Please filter the entries for the word "action" and copy every line that has it.
****************************************
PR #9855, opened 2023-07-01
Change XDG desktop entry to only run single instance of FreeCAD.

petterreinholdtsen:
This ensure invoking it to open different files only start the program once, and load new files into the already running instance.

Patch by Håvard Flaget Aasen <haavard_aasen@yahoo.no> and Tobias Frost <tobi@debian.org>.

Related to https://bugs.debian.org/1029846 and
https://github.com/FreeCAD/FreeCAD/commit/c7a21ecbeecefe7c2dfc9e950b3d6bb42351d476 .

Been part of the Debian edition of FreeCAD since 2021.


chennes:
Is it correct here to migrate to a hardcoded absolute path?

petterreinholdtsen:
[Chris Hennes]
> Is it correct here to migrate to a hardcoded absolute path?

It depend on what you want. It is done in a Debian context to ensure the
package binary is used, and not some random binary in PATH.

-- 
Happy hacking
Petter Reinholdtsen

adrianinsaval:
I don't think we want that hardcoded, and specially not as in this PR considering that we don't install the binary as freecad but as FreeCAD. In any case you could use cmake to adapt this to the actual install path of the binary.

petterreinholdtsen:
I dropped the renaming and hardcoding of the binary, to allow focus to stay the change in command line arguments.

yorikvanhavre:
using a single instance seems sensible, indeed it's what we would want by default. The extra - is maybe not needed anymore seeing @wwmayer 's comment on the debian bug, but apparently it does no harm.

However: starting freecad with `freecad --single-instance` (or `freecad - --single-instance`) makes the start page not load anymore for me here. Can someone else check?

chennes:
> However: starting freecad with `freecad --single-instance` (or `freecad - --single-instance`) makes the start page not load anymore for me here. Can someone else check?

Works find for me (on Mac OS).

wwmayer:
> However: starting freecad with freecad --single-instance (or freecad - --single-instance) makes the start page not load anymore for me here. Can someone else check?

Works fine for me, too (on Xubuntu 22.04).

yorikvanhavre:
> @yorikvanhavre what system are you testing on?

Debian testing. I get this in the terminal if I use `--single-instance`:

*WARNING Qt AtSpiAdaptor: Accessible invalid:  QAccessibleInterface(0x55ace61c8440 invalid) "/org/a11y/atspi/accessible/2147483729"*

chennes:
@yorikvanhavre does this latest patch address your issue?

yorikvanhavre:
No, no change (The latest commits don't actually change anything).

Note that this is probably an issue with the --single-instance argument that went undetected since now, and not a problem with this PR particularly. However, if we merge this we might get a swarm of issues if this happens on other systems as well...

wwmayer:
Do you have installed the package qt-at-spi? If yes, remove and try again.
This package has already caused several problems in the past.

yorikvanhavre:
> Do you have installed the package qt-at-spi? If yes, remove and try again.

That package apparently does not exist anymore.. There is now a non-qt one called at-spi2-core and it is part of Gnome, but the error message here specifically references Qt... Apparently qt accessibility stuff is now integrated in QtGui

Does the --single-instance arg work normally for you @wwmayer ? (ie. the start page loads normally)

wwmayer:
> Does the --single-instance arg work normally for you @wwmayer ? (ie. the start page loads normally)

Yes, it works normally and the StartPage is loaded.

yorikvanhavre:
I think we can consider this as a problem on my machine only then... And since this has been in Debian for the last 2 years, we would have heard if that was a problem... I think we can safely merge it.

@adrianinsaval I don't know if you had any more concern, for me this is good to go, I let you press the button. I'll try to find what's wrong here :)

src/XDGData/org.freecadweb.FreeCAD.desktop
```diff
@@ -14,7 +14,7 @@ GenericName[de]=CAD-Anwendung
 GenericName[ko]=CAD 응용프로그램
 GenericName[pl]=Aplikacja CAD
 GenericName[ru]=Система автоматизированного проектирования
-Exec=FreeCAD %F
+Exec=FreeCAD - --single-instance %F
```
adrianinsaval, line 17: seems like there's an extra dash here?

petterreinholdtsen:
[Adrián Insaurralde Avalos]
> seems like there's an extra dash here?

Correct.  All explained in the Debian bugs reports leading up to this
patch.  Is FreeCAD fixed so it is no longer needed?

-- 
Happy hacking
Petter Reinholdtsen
****************************************
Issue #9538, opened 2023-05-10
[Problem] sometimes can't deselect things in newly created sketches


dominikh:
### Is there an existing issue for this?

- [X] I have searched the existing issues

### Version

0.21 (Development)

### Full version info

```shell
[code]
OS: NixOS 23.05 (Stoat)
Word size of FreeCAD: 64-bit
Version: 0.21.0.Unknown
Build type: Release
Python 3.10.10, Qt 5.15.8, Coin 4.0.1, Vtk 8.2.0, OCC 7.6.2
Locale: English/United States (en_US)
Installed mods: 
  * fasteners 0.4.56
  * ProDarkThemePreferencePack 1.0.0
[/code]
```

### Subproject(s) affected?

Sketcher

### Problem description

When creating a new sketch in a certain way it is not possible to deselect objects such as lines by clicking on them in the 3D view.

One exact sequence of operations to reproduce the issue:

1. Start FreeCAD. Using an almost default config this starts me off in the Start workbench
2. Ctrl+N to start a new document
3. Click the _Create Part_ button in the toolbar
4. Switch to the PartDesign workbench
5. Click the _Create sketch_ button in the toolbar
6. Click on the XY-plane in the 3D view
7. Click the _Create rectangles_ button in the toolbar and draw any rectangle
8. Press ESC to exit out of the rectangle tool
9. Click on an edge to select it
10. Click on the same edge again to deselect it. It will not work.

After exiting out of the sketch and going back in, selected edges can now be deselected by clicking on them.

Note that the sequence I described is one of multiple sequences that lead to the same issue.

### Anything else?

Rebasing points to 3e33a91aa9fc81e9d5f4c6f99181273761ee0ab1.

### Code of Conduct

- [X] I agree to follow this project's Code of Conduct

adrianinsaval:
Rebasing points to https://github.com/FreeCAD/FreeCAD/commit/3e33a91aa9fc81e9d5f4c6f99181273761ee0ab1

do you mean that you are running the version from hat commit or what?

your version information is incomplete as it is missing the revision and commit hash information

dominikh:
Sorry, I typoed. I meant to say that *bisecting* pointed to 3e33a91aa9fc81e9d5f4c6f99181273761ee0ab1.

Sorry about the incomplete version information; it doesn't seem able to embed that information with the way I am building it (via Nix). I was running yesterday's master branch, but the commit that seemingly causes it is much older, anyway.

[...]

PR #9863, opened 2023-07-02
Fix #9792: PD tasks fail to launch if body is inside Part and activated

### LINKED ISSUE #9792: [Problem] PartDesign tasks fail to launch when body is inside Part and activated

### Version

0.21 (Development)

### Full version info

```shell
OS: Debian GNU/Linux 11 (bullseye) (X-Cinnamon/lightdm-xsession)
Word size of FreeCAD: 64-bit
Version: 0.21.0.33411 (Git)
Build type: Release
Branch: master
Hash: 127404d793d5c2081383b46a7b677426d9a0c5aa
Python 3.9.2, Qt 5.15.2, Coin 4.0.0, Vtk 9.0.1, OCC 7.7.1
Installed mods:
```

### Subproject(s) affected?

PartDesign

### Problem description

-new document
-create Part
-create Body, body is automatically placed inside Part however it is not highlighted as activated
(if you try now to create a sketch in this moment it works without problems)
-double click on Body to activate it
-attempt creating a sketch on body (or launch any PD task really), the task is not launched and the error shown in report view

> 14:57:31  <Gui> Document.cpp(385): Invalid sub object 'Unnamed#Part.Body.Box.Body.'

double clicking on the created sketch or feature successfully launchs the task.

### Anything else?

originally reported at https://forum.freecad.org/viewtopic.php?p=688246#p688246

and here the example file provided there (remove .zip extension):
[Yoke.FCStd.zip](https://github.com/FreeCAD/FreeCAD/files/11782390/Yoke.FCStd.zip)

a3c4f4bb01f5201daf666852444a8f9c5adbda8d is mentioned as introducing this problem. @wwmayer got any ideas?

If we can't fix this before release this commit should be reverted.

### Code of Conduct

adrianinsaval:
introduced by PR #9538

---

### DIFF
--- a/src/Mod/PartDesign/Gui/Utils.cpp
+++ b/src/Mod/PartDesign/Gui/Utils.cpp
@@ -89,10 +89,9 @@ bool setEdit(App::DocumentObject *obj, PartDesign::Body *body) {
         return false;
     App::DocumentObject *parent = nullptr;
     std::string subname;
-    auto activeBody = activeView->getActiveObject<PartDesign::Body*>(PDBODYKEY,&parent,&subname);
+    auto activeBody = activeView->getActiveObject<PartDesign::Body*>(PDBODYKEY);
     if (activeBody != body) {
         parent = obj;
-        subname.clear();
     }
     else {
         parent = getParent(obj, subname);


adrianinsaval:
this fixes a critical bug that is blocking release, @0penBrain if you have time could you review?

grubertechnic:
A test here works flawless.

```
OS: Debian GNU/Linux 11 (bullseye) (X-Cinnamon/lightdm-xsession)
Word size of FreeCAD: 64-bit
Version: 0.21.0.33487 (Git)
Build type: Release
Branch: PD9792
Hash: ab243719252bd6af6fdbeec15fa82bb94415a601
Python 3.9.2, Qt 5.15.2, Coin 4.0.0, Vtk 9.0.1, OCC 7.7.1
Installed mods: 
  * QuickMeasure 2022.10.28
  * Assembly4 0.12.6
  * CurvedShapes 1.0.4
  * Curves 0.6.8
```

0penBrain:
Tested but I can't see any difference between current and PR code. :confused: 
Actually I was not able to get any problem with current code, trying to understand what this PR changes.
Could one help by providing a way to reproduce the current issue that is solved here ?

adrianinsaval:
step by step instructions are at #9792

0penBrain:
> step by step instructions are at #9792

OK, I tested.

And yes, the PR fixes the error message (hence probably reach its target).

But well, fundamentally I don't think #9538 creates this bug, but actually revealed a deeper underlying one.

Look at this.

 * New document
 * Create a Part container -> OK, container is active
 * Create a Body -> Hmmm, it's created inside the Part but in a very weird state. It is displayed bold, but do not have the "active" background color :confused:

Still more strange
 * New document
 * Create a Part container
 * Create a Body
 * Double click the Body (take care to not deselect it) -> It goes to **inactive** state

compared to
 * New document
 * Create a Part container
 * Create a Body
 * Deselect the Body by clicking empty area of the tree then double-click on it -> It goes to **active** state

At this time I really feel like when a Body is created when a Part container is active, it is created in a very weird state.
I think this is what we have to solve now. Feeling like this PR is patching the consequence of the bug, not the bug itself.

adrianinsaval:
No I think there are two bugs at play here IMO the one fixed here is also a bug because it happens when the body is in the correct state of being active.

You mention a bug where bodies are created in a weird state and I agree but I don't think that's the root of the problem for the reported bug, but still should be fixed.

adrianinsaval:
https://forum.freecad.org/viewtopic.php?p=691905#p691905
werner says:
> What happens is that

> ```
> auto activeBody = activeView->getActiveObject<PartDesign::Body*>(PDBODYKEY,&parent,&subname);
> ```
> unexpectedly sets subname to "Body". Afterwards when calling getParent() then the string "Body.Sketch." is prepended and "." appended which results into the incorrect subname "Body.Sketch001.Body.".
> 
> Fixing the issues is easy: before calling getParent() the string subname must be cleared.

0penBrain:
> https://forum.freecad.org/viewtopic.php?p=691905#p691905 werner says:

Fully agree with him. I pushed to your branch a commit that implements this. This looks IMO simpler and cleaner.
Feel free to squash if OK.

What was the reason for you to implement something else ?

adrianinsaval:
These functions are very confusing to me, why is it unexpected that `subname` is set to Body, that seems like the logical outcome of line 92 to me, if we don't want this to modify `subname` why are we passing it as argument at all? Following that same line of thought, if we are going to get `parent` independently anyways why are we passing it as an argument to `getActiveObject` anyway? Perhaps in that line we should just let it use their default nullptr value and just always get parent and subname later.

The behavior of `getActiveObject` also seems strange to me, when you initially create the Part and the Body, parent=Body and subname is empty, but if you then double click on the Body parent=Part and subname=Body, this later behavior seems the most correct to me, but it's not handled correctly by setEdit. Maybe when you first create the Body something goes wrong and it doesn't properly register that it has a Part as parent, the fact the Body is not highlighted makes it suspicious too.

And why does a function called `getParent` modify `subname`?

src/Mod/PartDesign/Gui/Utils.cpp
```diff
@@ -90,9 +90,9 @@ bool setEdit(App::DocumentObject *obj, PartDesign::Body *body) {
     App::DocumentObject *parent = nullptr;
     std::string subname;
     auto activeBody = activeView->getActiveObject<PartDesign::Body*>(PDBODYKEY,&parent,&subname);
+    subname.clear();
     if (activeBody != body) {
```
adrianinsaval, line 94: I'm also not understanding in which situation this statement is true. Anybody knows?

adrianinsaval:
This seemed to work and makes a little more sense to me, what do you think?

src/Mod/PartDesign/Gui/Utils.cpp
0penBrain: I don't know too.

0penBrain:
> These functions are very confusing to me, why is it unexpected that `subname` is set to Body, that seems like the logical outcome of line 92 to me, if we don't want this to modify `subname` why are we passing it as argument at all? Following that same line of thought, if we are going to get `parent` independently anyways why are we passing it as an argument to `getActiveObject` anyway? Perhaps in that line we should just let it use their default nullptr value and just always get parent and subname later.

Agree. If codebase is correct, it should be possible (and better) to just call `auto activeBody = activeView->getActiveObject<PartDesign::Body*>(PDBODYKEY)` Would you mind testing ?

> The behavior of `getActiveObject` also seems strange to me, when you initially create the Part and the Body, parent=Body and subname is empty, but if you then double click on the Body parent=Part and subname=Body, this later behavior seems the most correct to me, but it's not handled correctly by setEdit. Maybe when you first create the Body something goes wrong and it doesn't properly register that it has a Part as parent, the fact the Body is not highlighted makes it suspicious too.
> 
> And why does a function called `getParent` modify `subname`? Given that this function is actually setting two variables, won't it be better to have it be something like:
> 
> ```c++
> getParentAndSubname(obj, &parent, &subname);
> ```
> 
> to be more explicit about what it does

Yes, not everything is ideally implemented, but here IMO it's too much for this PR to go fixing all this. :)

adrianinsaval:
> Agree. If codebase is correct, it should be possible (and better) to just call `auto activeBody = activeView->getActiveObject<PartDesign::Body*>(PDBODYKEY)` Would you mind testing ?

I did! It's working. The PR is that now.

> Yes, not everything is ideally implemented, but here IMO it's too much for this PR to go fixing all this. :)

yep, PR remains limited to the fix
****************************************
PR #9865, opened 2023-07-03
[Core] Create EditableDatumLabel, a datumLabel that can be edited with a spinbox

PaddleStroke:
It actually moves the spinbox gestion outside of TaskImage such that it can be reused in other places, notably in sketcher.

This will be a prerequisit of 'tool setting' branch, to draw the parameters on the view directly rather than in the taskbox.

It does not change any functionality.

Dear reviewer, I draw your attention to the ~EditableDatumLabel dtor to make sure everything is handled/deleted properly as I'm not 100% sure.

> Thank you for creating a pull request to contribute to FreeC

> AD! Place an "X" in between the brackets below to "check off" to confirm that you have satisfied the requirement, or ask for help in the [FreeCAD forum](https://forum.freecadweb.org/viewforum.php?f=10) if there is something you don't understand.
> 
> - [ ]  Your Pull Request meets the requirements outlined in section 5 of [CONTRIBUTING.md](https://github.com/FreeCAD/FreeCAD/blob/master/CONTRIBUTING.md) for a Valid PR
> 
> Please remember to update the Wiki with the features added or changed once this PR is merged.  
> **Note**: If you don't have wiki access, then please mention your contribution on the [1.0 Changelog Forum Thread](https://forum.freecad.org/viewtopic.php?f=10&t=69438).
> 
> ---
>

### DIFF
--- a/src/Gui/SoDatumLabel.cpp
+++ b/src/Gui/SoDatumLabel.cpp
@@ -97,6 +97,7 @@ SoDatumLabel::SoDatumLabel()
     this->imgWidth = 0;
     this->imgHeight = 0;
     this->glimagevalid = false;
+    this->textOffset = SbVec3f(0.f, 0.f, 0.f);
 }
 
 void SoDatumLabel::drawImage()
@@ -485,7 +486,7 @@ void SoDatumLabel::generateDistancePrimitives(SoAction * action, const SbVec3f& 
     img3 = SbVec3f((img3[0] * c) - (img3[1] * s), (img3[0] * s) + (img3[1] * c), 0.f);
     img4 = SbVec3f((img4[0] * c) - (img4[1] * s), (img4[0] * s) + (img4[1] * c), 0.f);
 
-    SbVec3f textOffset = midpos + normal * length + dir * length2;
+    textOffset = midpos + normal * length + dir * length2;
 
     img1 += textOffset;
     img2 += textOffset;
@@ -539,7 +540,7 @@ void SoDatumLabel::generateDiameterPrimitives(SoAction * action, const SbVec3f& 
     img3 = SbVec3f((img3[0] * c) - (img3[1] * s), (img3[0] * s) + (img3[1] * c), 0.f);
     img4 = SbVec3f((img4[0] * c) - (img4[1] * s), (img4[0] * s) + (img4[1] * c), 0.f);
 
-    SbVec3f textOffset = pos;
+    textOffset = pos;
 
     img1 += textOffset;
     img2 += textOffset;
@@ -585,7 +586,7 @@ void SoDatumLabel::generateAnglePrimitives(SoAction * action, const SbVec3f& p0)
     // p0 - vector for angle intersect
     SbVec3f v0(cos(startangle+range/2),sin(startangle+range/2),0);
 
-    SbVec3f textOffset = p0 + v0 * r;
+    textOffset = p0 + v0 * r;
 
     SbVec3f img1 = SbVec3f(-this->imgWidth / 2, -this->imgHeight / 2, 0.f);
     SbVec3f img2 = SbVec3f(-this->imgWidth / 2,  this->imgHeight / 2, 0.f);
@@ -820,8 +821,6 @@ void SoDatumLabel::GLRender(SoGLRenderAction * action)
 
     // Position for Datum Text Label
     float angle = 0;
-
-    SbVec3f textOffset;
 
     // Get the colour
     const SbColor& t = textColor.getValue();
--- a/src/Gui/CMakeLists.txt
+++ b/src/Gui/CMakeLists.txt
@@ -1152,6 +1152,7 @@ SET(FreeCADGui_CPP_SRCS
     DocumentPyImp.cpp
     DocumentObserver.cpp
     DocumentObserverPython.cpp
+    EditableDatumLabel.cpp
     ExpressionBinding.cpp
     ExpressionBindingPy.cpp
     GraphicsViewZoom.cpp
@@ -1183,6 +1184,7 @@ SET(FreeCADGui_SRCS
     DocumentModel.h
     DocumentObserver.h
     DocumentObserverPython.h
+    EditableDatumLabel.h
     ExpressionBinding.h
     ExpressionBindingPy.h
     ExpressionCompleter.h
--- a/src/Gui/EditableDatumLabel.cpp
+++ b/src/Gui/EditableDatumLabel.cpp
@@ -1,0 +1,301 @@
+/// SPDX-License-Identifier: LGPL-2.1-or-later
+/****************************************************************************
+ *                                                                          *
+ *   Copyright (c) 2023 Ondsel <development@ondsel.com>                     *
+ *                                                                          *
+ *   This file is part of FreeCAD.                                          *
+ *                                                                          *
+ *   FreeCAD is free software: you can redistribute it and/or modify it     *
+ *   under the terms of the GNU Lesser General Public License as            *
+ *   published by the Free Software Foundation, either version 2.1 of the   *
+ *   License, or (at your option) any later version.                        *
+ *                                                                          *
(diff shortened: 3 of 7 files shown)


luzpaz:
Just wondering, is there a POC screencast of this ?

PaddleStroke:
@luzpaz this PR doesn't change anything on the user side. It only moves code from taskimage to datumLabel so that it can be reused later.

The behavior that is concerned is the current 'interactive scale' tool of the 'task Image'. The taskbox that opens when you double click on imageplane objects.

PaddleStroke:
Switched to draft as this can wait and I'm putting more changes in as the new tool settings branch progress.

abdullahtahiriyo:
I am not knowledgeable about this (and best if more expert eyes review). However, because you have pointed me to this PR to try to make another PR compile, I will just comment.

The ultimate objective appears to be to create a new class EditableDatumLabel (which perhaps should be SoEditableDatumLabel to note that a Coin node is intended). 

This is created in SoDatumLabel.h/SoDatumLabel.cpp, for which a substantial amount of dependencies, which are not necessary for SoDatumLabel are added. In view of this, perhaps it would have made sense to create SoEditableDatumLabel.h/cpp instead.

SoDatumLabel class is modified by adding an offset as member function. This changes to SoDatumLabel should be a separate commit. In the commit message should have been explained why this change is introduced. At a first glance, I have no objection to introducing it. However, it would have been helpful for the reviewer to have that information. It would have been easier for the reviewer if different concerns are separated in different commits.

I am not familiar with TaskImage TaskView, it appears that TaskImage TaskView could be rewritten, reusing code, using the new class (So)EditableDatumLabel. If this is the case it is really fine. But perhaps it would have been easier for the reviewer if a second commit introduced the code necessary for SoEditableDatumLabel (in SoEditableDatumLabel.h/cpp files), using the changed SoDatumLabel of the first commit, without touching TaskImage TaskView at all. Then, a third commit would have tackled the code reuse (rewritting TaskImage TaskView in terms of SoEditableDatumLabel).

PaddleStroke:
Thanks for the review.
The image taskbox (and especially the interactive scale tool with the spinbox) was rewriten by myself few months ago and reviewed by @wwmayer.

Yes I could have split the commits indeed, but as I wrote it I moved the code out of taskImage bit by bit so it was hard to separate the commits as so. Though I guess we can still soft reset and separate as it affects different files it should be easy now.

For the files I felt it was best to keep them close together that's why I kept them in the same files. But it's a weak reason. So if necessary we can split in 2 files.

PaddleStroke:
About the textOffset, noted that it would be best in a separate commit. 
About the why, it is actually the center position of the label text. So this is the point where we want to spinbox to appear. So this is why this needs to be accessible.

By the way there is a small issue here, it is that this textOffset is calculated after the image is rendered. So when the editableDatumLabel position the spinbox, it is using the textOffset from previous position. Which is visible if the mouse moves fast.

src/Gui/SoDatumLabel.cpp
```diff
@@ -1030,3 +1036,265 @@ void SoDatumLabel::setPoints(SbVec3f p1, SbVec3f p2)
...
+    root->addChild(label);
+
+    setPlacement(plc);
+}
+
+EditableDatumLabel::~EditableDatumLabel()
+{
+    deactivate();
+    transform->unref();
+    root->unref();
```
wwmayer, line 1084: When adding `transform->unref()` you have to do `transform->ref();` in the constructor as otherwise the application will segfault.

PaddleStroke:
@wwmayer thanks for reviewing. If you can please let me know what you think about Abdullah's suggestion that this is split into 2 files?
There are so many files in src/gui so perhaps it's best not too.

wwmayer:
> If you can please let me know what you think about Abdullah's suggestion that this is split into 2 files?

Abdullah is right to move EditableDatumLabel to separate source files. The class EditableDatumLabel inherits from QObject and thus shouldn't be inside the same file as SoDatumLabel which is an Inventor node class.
****************************************
## OUTPUT FOR THIS EXERCISE
@@ -485,7 +486,7 @@ void SoDatumLabel::generateDistancePrimitives(SoAction * action, const SbVec3f& 
@@ -539,7 +540,7 @@ void SoDatumLabel::generateDiameterPrimitives(SoAction * action, const SbVec3f& 
@@ -585,7 +586,7 @@ void SoDatumLabel::generateAnglePrimitives(SoAction * action, const SbVec3f& p0)
@@ -820,8 +821,6 @@ void SoDatumLabel::GLRender(SoGLRenderAction * action)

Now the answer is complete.